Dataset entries
PR #11534, opened 2023-06-15
NAS-122504 / 23.10 / Add raise_connect_error option to failover.call_remote

themylogin:
Add `raise_connect_error` boolean option to `failover.call_remote`. If this is set to false, then it will not raise an exception of the remote call fails in a known way (i.e. standby node is rebooting/upgrading/heartbeat issue/etc). Defaults to true otherwise.


yocalebo (approved):

themylogin:
time 3:00

PR #11540, opened 2023-06-16
NAS-122512 / 23.10 / Only send the necessary update file to the standby controller

themylogin:
Before these changes, this failed with the following error:
```
....
  File "/usr/lib/python3/dist-packages/middlewared/main.py", line 1425, in call_sync
    return methodobj(*prepared_call.args)
  File "/usr/lib/python3/dist-packages/middlewared/plugins/failover_/remote.py", line 269, in send_file
    self.CLIENT.send_file(token, src, dst)
  File "/usr/lib/python3/dist-packages/middlewared/plugins/failover_/remote.py", line 180, in send_file
    raise CallError(
middlewared.service_exception.CallError: [EFAULT] Failed to send /var/db/system/update/updatefile.sqsh to Standby Controller: [Errno 28] No space left on device.
```

This is because we were sending the downloaded update file and the manual update file to the remote path which is tmpfs. The remote path is on tmpfs on HA systems and so it ran out of space. This changes it to only send the necessary file to remote side.


yocalebo (approved):

themylogin:
time 4:00

PR #11541, opened 2023-06-16
NAS-122511 / 23.10 / Better progress report for failover upgrade

themylogin:
This improves the progress reporting when upgrading an HA system. Instead of showing 0% for the entire process, it'll update accordingly.


yocalebo (approved):

themylogin:
time 2:30

PR #14180, opened 2024-08-10
NAS-130530 / 25.04 / Do not allow VMs to consume zvols on boot-pool

Qubad786:
## Problem

There have been users who have created zvols with `zfs create` and then consumed them in VMs where the zvols resided in boot-pool.

## Solution

Enhance validation to not allow users to specify zvols which reside on boot-pool.

PR #14337, opened 2024-08-23
NAS-130796 / 25.04 / Do not allow iSCSI extents to use zvols on boot-pool

bmeagherix:
This PR was 100% inspired by PR #14180

Add private API `boot.is_boot_pool_path` and call to prevent an iSCSI extent from being based on a ZVOL on the boot-pool.

### DIFF
--- a/src/middlewared/middlewared/plugins/boot.py
+++ b/src/middlewared/middlewared/plugins/boot.py
@@ -329,6 +329,10 @@ class BootService(Service):
         if properties:
             await self.middleware.call('zfs.pool.update', BOOT_POOL_NAME, {'properties': properties})
 
+    @private
+    async def is_boot_pool_path(self, path):
+        return path.startswith(f'/dev/zvol/{await self.middleware.call("boot.pool_name")}/')
+
 
 async def on_config_upload(middleware, path):
     await middleware.call('boot.update_initramfs', {'database': path})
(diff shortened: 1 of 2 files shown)


src/middlewared/middlewared/plugins/boot.py
```diff
@@ -329,6 +329,10 @@ async def check_update_ashift_property(self):
         if properties:
             await self.middleware.call('zfs.pool.update', BOOT_POOL_NAME, {'properties': properties})
 
+    @private
+    async def is_boot_pool_path(self, path):
+        return path.startswith(f'/dev/zvol/{await self.middleware.call("boot.pool_name")}/')
```
yocalebo, line 334: No reason to go through self.middleware.call. Just call await self.pool_name()

src/middlewared/middlewared/plugins/boot.py
```diff
@@ -331,7 +331,7 @@ async def check_update_ashift_property(self):
 
     @private
     async def is_boot_pool_path(self, path):
-        return path.startswith(f'/dev/zvol/{await self.middleware.call("boot.pool_name")}/')
+        return path.startswith(f'/dev/zvol/{await self.pool_name()}/')
```
mgrimesix, line 334: Do you still need the `await`?

mgrimesix (approved):

anodos325 (approved):

PR #14339, opened 2024-08-24
Add hybrid mode to UPS

FoxtrotCZ:
Implements this feature request: https://forums.truenas.com/t/ups-server-additional-shutdown-mode/11257

Hybrid mode:
When UPS is on battery Shutdown Timer is started. If low battery is reached shutdown is executed immediately. 

WebUI pull request: https://github.com/truenas/webui/pull/10549


FoxtrotCZ:
I just found out that shutdown mode "UPS goes on battery" actually acts the same even if not explicitly stated.
If it detects low battery (when on battery) it executes immediate shutdown.
So hybrid mode is not needed.
I am closing this.

PR #14348, opened 2024-08-27
NAS-130820 / 25.04 / Invalidate pool status alerts when pool states change

themylogin:
It seems that we can't rely solely on ZFS events for such an important matter.


src/middlewared/middlewared/alert/source/volume_status.py
```diff
@@ -81,3 +96,14 @@ async def enabled(self):
             return status in ("MASTER", "SINGLE")
 
         return True
+
+    def pools_states(self):
```
yocalebo, line 100: We already have a function that does this. It's in `utils/zfs.py` named `query_fast_imported_impl`

yocalebo (changes requested):

yocalebo (approved):

PR #14359, opened 2024-08-28
NAS-130471 / 25.04 / Add an event source for app statistics

sonicaj:
This PR adds an event source for retrieving app statistics from docker.

### DIFF
--- a/src/middlewared/middlewared/plugins/apps/stats.py
+++ b/src/middlewared/middlewared/plugins/apps/stats.py
@@ -1,4 +1,3 @@
-import copy
 import time
 
 from middlewared.event import EventSource
@@ -26,7 +25,7 @@ class AppStatsEventSource(EventSource):
                 'stats',
                 Str('app_name'),
                 Int('cpu_usage', description='Percentage of cpu used by an app'),
-                Int('memory', description='Current memory( in bytes) used by an app'),
+                Int('memory', description='Current memory(in bytes) used by an app'),
                 List(
                     'networks',
                     items=[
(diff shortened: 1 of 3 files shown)


src/middlewared/middlewared/plugins/apps/stats.py
```diff
@@ -0,0 +1,77 @@
...
+
+        old_projects_stats = list_resources_stats_by_project()
+        interval = self.arg['interval']
+        time.sleep(interval)
+
+        while not self._cancel_sync.is_set():
+            try:
+                project_stats = list_resources_stats_by_project()
+                self.send_event(
+                    'ADDED', fields=normalize_projects_stats(copy.deepcopy(project_stats), old_projects_stats, interval)
```
yocalebo, line 62: Why do we need to `deepcopy(project_stats)`?

src/middlewared/middlewared/plugins/apps/stats.py
```diff
@@ -0,0 +1,77 @@
...
+                )
+                old_projects_stats = project_stats
+                time.sleep(interval)
+            except Exception:
+                if self.middleware.call_sync('docker.config')['pool'] is None:
+                    return
+                if self.middleware.call('service.started', 'docker') is False:
```
yocalebo, line 69:
```suggestion
                if self.middleware.call_sync('service.started', 'docker') is False:
```

src/middlewared/middlewared/plugins/apps/stats.py
```diff
@@ -0,0 +1,77 @@
...
+                    self.middleware.logger.error('Unable to retrieve app stats as docker service has been stopped')
```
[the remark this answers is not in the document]
sonicaj: This would be quite an edge case, docker service would only be stopped when apps are unconfigured. So this would only happen when someone does it manually

yocalebo (approved):
Nice!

## Task brief
Each line of the data that contains "option" belongs in the answer.

## Answer space
NAS-122504 / 23.10 / Add raise_connect_error option to failover.call_remote
Add `raise_connect_error` boolean option to `failover.call_remote`. If this is set to false, then it will not raise an exception of the remote call fails in a known way (i.e. standby node is rebooting/upgrading/heartbeat issue/etc). Defaults to true otherwise.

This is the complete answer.